A "surprised" attorney would have immediately taken one or several courses of action: object, request the judge implement his pretrial ruling barring the use of medical literature, request a copy of the article to review it, and impeach the doctor with his interrogatory answers and deposition testimony in which he denied reviewing any medical literature. Counsel, however, remained silent, electing instead to cross-examine defendant on the Journal article and 2005 study.
In my view, the majority's reliance on McKenney, 167 N.J. at 359, 771 A.2d 1153, is misplaced. Counsel expressed no surprise upon hearing Dr. Goldberg's testimony. Moreover, because the referenced study supported plaintiff's theory of negligence, the testimony was not prejudicial to her. Defendant was not an expert, as in McKenney, opining as to the standard of care. He was explaining his thought process in his care and treatment of plaintiff and his decision to prescribe Pegasys. The study he referenced was known to plaintiff's counsel, and its exclusion criteria supported plaintiff's theory of negligence. There is no evidence as found by the Court in McKenney that defendant's references to the 2005 study "clearly prejudiced" plaintiff.
While I agree with the majority that defense counsel should have advised plaintiff prior to trial of his intended use of the 2009 Journal article, I cannot conclude that the failure to do so, without objection, requires a new trial. As the majority notes, trial counsel are seasoned veterans, accomplished at fashioning trial tactics and strategies.1 "The absence of an objection suggests that trial counsel perceived no error or prejudice, and, in any event, prevented the trial judge from remedying any possible confusion in a timely *565fashion." Bradford v. Kupper Assocs., 283 N.J. Super. 556, 573-74, 662 A.2d 1004 (App. Div. 1995) (citing State v.

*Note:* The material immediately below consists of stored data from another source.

PR #3, opened 2024-04-16
ci: add firebase configs

conorsch:
Generated via `firebase init`. Configures project association, so that running `firebase deploy` in the repo root will push the previously built static docroot from `apps/prax-marketing-site/dist/` to the public website: https://praxwallet.com.


apps/prax-marketing-site/package.json
```diff
@@ -1,5 +1,5 @@
 {
-  "name": "minifront",
+  "name": "prax-marketing-website",
```
conorsch, line 2: Updated the package name to minimize confusion; I think the new one is correct, override me if not.

turbo.json
```diff
@@ -3,6 +3,7 @@
   "globalDependencies": ["**/.env.*local"],
   "pipeline": {
     "build": {
+      "cache": false,
```
conorsch, line 6: Disabled caching for prod builds, because in my local testing, `rm -rf apps/prax-marketing-site/dist/ && pnpm build` did not regenerate the docroot as I'd expected. Clearly I don't understand something about the turbo/next caching, but rather than debug it, I forced rebuilds every time.

PR #34, opened 2024-06-17
use npm packages

turbocrime:
includes some rebased code that was dropped


TalDerei:
Looks good after green CI + external deps are swapped in

.github/workflows/turbo-ci.yml
```diff
@@ -7,6 +7,9 @@ on:
     branches:
       - main
 
+env:
+  DO_NOT_TRACK: 1
```
turbocrime, line 11: replaces turbo telemetry disable command

.github/workflows/extension-upload.yml
```diff
@@ -13,32 +13,29 @@ on:
...
     steps:
       - uses: actions/checkout@v4
       - id: built
         uses: buildjet/cache@v3
         with:
           path: .turbo
-          key: ${{ hashFiles('**/Cargo.lock') }}-${{ hashFiles('pnpm-lock.yaml') }}-${{ github.ref }}-${{ github.sha }}-built
-          restore-keys: ${{ hashFiles('**/Cargo.lock') }}-${{ hashFiles('pnpm-lock.yaml') }}-${{ github.ref }}-${{ github.sha }}-compiled
+          key: ${{ hashFiles('pnpm-lock.yaml') }}-${{ github.ref }}-${{ github.sha }}-publish
+          restore-keys: ${{ hashFiles('pnpm-lock.yaml') }}-${{ github.ref }}-${{ github.sha }}-test
```
turbocrime, line 32: possibly restore cache from a successful test run

TalDerei:
why doesn't locally linking package deps like this work?

Screenshot_2024-06-19_at_12 21 33_PM
Screenshot_2024-06-19_at_12 21 56_PM

turbocrime:
> why doesn't locally linking package deps like this work?

part of this is syncpack, which doesn't know how to compare paths except by a literal string match, and can't compare semver matchers with paths

you may also be having problems with module resolution, which was not addressed by the packaging work, and package builds, which turbo won't assist with or understand for external packages

'link' is really only useful for packages that have no build step, or are a directory essentially equivalent to an unpacked tarball

TalDerei (approved):
confirmed public packages are working!

grod220:
Nice job here! 🎊

PR #42, opened 2024-06-19
Scope approvals to documentId

grod220:


apps/extension/src/listeners/tabs-updated-prax-init.ts
```diff
@@ -3,14 +3,26 @@ import { PraxConnection } from '../message/prax';
 
 // trigger injected-connection-port to init when a known page is loaded.
 chrome.tabs.onUpdated.addListener(
-  (tabId, { status, discarded }, { url }) =>
+  (tabId, { status, discarded, url: changeInfoUrl }, { url: tabUrl }) => {
+    // Unfortunately, no context for tab
+    // void chrome.runtime.getContexts({}).then(console.log);
```
grod220, line 8: @turbocrime, sadly the runtime is only reporting BACKGROUND context here. This means all of the code below is not executing as we expect.
Screenshot 2024-06-20 at 1 21 43 PM

PR #44, opened 2024-06-19
ui package parity with web

TalDerei:
currently the ui packages are out of sync, which makes dev confusing. this attempts to maintain some level of _temporary_ parity until the ui package is properly fragmented into `ui/web` and `ui/prax`.


turbocrime (changes requested):
there is no reason to update components that are not used in prax. they should be removed

PR #45, opened 2024-06-20
prax/ui

TalDerei:


packages/tailwind-config/index.ts
```diff
@@ -8,8 +8,8 @@ export default {
     './components/**/*.{ts,tsx}',
     './app/**/*.{ts,tsx}',
     './src/**/*.{ts,tsx}',
-    '../../packages/ui/components/**/*.{ts,tsx}',
     './shared/**/*.{ts,tsx}',
+    './node_modules/@penumbra-zone/ui/**/*.js'
```
VanishMax, line 12: This line makes UI package work correctly with Tailwind.

Why: Tailwind performs JIT compilation to compose and export to a CSS file all used classes. In case of UI package, we have many dynamic classes, which are not parsed without this line change. For example, in `<Button variant='gradient'>` the variant dynamically adds classes and, to process them by JIT, users of UI package need to point Tailwind config to the node_modules.

Of course, it requires users to use Tailwind. If we want to change, we need to update the build process to export the JS files along with a CSS. This file must collect all styles from all components because otherwise users will have to import `button.css`, `table.css`, etc.

TalDerei:
@grod220 this pr follows the suggested compartmentalization defined in the issue description https://github.com/penumbra-zone/web/issues/1336. The corresponding `web/ui` pr is https://github.com/penumbra-zone/web/pull/1342. Should this PR specifically be closed in favor of keeping the UI package in this repo, following L's suggestions?

grod220:
@TalDerei https://github.com/penumbra-zone/web/issues/1336 really just focuses on organizing `@penumbra-zone/ui` so that base level primitives can be exported to anticipated consumers. Radiant has a goal of making updated UI primitives with the dex/block explorer in mind especially (given they don't really look related to penumbra at the moment). 

But the question with this PR is: should Prax also consume things like <Button>, <Card>, etc also from this shared library? And it really comes down to A) what in the new UI components will Prax actually use? will Prax look completely different and therefore the shared library isn't really relevant? and B) how can they be used with security in mind? In short, that probably means:

- For now, we live with the UI package fork (perhaps there's some stuff we can delete in there). Prax UI will be out of sync with minifront + ecosystem base-level components.
- Post new brand guidelines, Radiant will also work on Prax design updates. At that point, it will become clearer what in the shared library that Prax 2.0 should use.
- And then we can either:
   -  Consume those specific base-level components (like buttons) via NPM on a pinned version
   - Or copy them over again

TalDerei:
> @TalDerei [penumbra-zone/web#1336](https://github.com/penumbra-zone/web/issues/1336) really just focuses on organizing `@penumbra-zone/ui` so that base level primitives can be exported to anticipated consumers.

sounds great! closing in favor of follow-up work that will maintain and clean up the UI package fork

PR #50, opened 2024-06-22
hmr script 

TalDerei:
references https://github.com/prax-wallet/web/issues/59

`watch-and-repack.sh` script simulates hot module replacement (**HMR**) by using `fswatch` to detect changes in the `penumbra-zone/web` repository. I think the script can be configured to optionally use the watch capabilities of `tsc`. When changes are detected, the script performs the following actions in sequence:

**1.** triggers `pack-public.sh` and repacks the packages.
**2.** installs the tarballs as dependencies in prax.
**3.** reloads webpack.

this process was tricky to set up because `fswatch` was initially continuously triggering the repack process because the repack itself was causing changes that fswatch picked up, leading to an infinite loop. 

--------------------------------------------------------------------------------------------------------------------------
### to use the prax dev script

(0) enable script permissions in `penumbra-zone/web` with `chmod +x pack-public.sh` and in `prax-wallet/web` with`chmod +x watch-and-repack.sh`.

(1) set the environment variables `PENUMBRA_ZONE_WEB_PATH` and `PRAX_REPO_PATH` with relative paths.

(2) remove npm dependencies from `prax-wallet/apps/extension/package.json` and any other local packages, e.g.
```
    "@penumbra-zone/bech32m": "^6.1.0",
    "@penumbra-zone/client": "^8.0.0",
    "@penumbra-zone/crypto-web": "^5.0.0",
    "@penumbra-zone/getters": "^8.0.0",
    "@penumbra-zone/keys": "^4.1.0",
    "@penumbra-zone/perspective": "^6.0.0",
    "@penumbra-zone/protobuf": "^5.1.0",
    "@penumbra-zone/query": "^6.0.0",
    "@penumbra-zone/services": "^6.0.0",
    "@penumbra-zone/storage": "^6.0.0",
    "@penumbra-zone/transport-chrome": "^4.0.0",
    "@penumbra-zone/transport-dom": "^7.1.0",
    "@penumbra-zone/types": "^9.0.0",
    "@penumbra-zone/wasm": "^9.0.0",
```
(3) execute `pnpm install`.

(4) execute `pnpm run watch-and-repack`, and it will wait for changes in `penumbra-zone/web` before starting the execution process.

--------------------------------------------------------------------------------------------------------------------------
### demo

https://github.com/prax-wallet/web/assets/70081547/8b42aa3c-234a-4d51-99d6-ab200947cc4a


watch-and-repack.sh
```diff
@@ -0,0 +1,31 @@
+#!/bin/bash
+
+# Relative paths to the web repositories
+PENUMBRA_ZONE_WEB_PATH="../../web"
```
TalDerei, line 4: devs should modify this relative path

turbocrime: instead of unconditionally clobbering this var, check it if exists and is a valid dir using `readlink`

watch-and-repack.sh
```diff
@@ -0,0 +1,40 @@
...
+PRAX_REPO_PATH="."
+
+# Ensure 'pack-public.sh' is executable
+chmod +x "$PENUMBRA_ZONE_WEB_PATH/pack-public.sh"
```
turbocrime, line 8: don't modify permissions like this

watch-and-repack.sh
```diff
@@ -0,0 +1,40 @@
...
+
+# Remove any existing tarballs from packages in penumbra-zone/web 
+cleanup_tarballs() {
+  find "$PENUMBRA_ZONE_WEB_PATH/packages" -name "*.tgz" -type f -delete
```
turbocrime, line 12: this is unnecessary and dangerous.

the `pack` command will easily clobber any existing tgz.

if the var is empty you will be deleting from root `/packages`. this find may also unexpectedly remove other tgz below its target, such as in `node_modules` (which symlinks out of this tree).

generally avoid deleting anything in shell scripts

watch-and-repack.sh
```diff
@@ -0,0 +1,40 @@
...
+}
+
+# Repack the packages in penumbra-zone/web
+repack() {
+  (cd "$PENUMBRA_ZONE_WEB_PATH" && ./pack-public.sh)
```
turbocrime, line 17: should probably allow other repos to control their own pack behavior, and place output in an external target directory.

watch-and-repack.sh
```diff
@@ -0,0 +1,40 @@
...
+}
+
+# Install dependencies in prax-wallet/web
+install_prax() {
+  (cd "$PRAX_REPO_PATH" && pnpm add -w ../../web/packages/*/penumbra-zone-*-*.tgz)
+}
+
+# Reload webpack
+reload_webpack() {
+  (cd "$PRAX_REPO_PATH" && pkill -f "webpack-dev-server")
```
turbocrime, line 27: pkill is not directory constrained. in scripts you should only kill by known pid or job control.

it should be possible to signal webpack to reload without killing it

turbocrime (changes requested):
some negative things here. we should pair on this

watch-and-repack.sh
TalDerei: script can remove this, and dev can manually set the permission. I just did this for my personal convenience

watch-and-repack.sh
TalDerei: I originally was trying to reload webpack, but changes only seemed to propagate when webpack was killed and then reloaded with pnpm dev

TalDerei:
I think this should just be regarded as a temporary and minimal stop gap solution to help accelerate our dev workflows in the meantime.

watch-and-repack.sh
TalDerei: pkill uses pattern matching under the hood, but not being directory constrained isn't relevant here. It's true that it will terminate any process matching the pattern regardless of the current directory, so if there are multiple webpack dev server instances running, `pkill -f "pnpm run dev"` will terminate all of them. 

I made the pattern unique,` webpack-prax-dev-server` to only terminate the dev server in prax.

watch-and-repack.sh
TalDerei: modified to check env vars

turbocrime: to be more clear - i think it is better to fail entirely if the test fails. the correct location will be incredibly user-specific, and also this default is also not checked the same way as an incoming var, so is likely to fail anyway.

watch-and-repack.sh
TalDerei: Screenshot 2024-06-24 at 3 00 43 PM

will work on the webpack because it currently seems to spawn a new webpack for every refresh, consuming my system memory?

turbocrime: webpack should have a way to output a pid, or a way to instruct it to reload modules. and if that isn't feasible it should be wrapped in something that can. pkill is the wrong approach

watch-and-repack.sh
TalDerei: ah good point, modified to echo an error message and exit if unset.

grod220 (dismissed):

turbocrime (approved):
still think there is a better way to acquire webpack pid but approving

PR #53, opened 2024-06-24
fix(extension): #37: add loader to rpc validation

### LINKED ISSUE #37: RPC validation indicator
During onboarding there is a step to select an RPC. After making a choice, it will query for its chainId. After a successful response, it shows this ID under the `Next` button (which is now clickable):
 
Screenshot 2024-06-17 at 2 02 30 PM

This serves as a kind of rpc validation step. If the user selects one that isn't valid they get notified:

Screenshot 2024-06-17 at 2 04 29 PM

However, if the RPC is slow, this query could take some time. Unfortunately, we aren't given an indication of what's happening during this step:

Screenshot 2024-06-17 at 2 02 01 PM

This has caused some users to be confused why they cannot proceed. We should have a loading indicator that informs the user that a fetch is currently happening to validate their entry.

VanishMax:
Closes #37 

Add a loader to the RPC selection setting page

image

### DIFF
--- a/apps/extension/src/shared/components/grpc-endpoint-form/index.tsx
+++ b/apps/extension/src/shared/components/grpc-endpoint-form/index.tsx
@@ -1,7 +1,7 @@
 import { FormEvent, useRef } from 'react';
 import { SelectList } from '@repo/ui/components/ui/select-list';
 import { Button } from '@repo/ui/components/ui/button';
-import { Network } from 'lucide-react';
+import { Network, Loader2 } from 'lucide-react';
 import { useGrpcEndpointForm } from './use-grpc-endpoint-form';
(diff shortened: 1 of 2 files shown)


apps/extension/src/shared/components/grpc-endpoint-form/index.tsx
```diff
@@ -98,7 +99,7 @@ export const GrpcEndpointForm = ({
           </div>
 
           <Button variant='gradient' type='submit' disabled={!isSubmitButtonEnabled}>
-            {submitButtonLabel}
+            {isValidationLoading ? <Loader2 className='size-4 animate-spin' /> : submitButtonLabel}
```
grod220, line 102: Could we add text to go along with the loading spinner? Something like: `Validating rpc <spinner>`

grod220 (approved):

PR #56, opened 2024-06-25
fulfill disconnect interface

turbocrime:
fulfill the disconnect interface published in`@penumbra-zone/client@9`


apps/extension/src/senders/approve.ts
turbocrime, line 1: some mild reorganization

apps/extension/src/storage/origin.ts
turbocrime, line 1: storage utilities moved to storage dir

apps/extension/src/storage/types.ts
```diff
@@ -22,6 +22,7 @@ export interface LocalStorageState {
   frontendUrl: string | undefined;
   passwordKeyPrint: KeyPrintJson | undefined;
   fullSyncHeight: number | undefined;
+  // TODO: It's likely that an array is not the best data structure for this in storage. Should revisit later.
```
turbocrime, line 25: moved this comment to the storage types definition

apps/extension/src/listeners/message-prax-disconnect.ts
turbocrime, line 1: the new handler

apps/extension/src/senders/disconnect.ts
turbocrime, line 1: disconnect implementation

apps/extension/public/manifest.json
```diff
@@ -41,7 +40,7 @@
   },
   "web_accessible_resources": [
     {
-      "resources": ["manifest.json"],
+      "resources": ["manifest.json", "favicon/*"],
```
turbocrime, line 43: expose the extension icon so dapps may use it

apps/extension/src/content-scripts/injected-penumbra-global.ts
turbocrime, line 1: injection is refactored into a class to more clearly and explicitly manage state.

the interface is async. so to provide the synchronous `isConnected` state querying method, the state of the three possible actions are tracked, and resolved in the private function `state`.

as expected, `isConnected() => true` would indicate an active connection.

more information on the interface is available in client package documentation, but what it comes down to is:

- if the page has called `disconnect`, the connection state is false.
- if the page has called `request` but the request failed, the connection state is false.
- if no action has been attempted, the connection state is undefined.
- if connection has succeeded, the connection state is true.

grod220 (approved):

grod220:
Going to take this PR over, rebase, and merge so we can cut a release given the proving key update

turbocrime:
thanks

PR #58, opened 2024-06-25
fix: trim trailing slash from custom rpc url

vacekj:
Fixes edge case where entering a custom RPC URL with a trailing slash will result in links in other parts of the app being broken.

@grod220 I couldn't find a corresponding test file for this form - should I create one?


vacekj:
Agree.

the input is already marked as `type="url"`, so that provides enough validation imo. In terms of joining the URL, we can indeed use the URL constructor:

```javascript
new URL('/one', 'http://example.com/').href
```

which works with or without a trailing slash.

vacekj:
@turbocrime requesting re-review, lmk if there's anything else I should change.

turbocrime (approved):
looks good to me

PR #61, opened 2024-06-26
Guard against bad default frontends

grod220:
Scopes default frontends to http & https only for security purposes

### DIFF
--- a/apps/extension/src/shared/utils/is-valid-url.ts
+++ b/apps/extension/src/shared/utils/is-valid-url.ts
@@ -1,6 +1,13 @@
 export const isValidUrl = (url: string) => {
   try {
-    new URL(url);
+    const proposedUrl = new URL(url);
+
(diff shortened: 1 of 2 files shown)


apps/extension/src/shared/utils/is-valid-url.ts
```diff
@@ -1,6 +1,13 @@
 export const isValidUrl = (url: string) => {
   try {
-    new URL(url);
+    const proposedUrl = new URL(url);
+
+    // Security measure: allows us to guard against someone being deceived
+    // into adding a url with chrome-extension:// in it with intentions to inject code
+    if (!['https:', 'http:'].includes(proposedUrl.protocol)) {
+      throw new Error(`protocol "${proposedUrl.protocol}" is not supported`);
```
VanishMax, line 8: nitpick: `return false` could be clearer in here

VanishMax (approved):

PR #64, opened 2024-06-26
fix(extension): #32: save chainIn in localstorage

### LINKED ISSUE #32: 'params' are never stored in local storage
found at https://github.com/prax-wallet/web/pull/28#discussion_r1638084606

https://github.com/prax-wallet/web/blob/236e6502a88ca6f5e8e030a0c2a14b9ed521f340/apps/extension/src/wallet-services.ts#L39-L41

We retrieve 'params' from local storage to get the `chain-id` without having to make any network requests, but in fact the 'params' are always empty because we never save them to local storage

related to https://github.com/penumbra-zone/web/pull/998

VanishMax:
Closes #32 

Stores `chainId` in chrome extension storage on RPC change, so it doesn't require a request from the service worker later.

Decided to store `chainId` instead of `params` since the only used property from AppParameters is `chainId`


Valentine1898:
The thing is that `chain_id` can change not only when the user changes the RPC

VanishMax:
Closing as it is duplicated by #65

PR #418, opened 2020-04-16
[HOPSWORKS-1678] Extend training dataset endpoint to save train-test split information as metadata

moritzmeister:
https://logicalclocks.atlassian.net/browse/HOPSWORKS-1678
https://bbc1.sics.se/jenkins/job/Hopsworks-testing-ee/189/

Macon, 57 N.J. 325, 337, 273 A.2d 1 (1971) ).
We reverse a denial of a motion for a new trial only if "it clearly appears that there was a miscarriage of justice under the law."
*275Zaman v. Felton, 219 N.J. 199, 214, 98 A.3d 503 (2014) (quoting R. 2:10-1). We do "not disturb the findings of the jury merely because [we might] have found otherwise upon review of the same evidence." Ibid. The question is whether "it clearly appears that there was a miscarriage of justice under the law." Dolson v. Anastasia, 55 N.J. 2, 7, 258 A.2d 706 (1969).
For all of the reasons stated, after twelve days of trial in this complex matter with dueling expert testimony, I cannot agree with the majority that defendant's brief references to a clinical study during his more than four hours of testimony was a clear miscarriage of justice such as to require a reversal of the jury's verdict and a new trial.
During oral argument before this court, plaintiff's counsel confirmed that Dr. Ziv's testimony did not vary from the opinions proffered in her expert reports and elicited during her deposition. He conceded that it was a calculated trial strategy to refrain from objecting to the psychiatrist's testimony.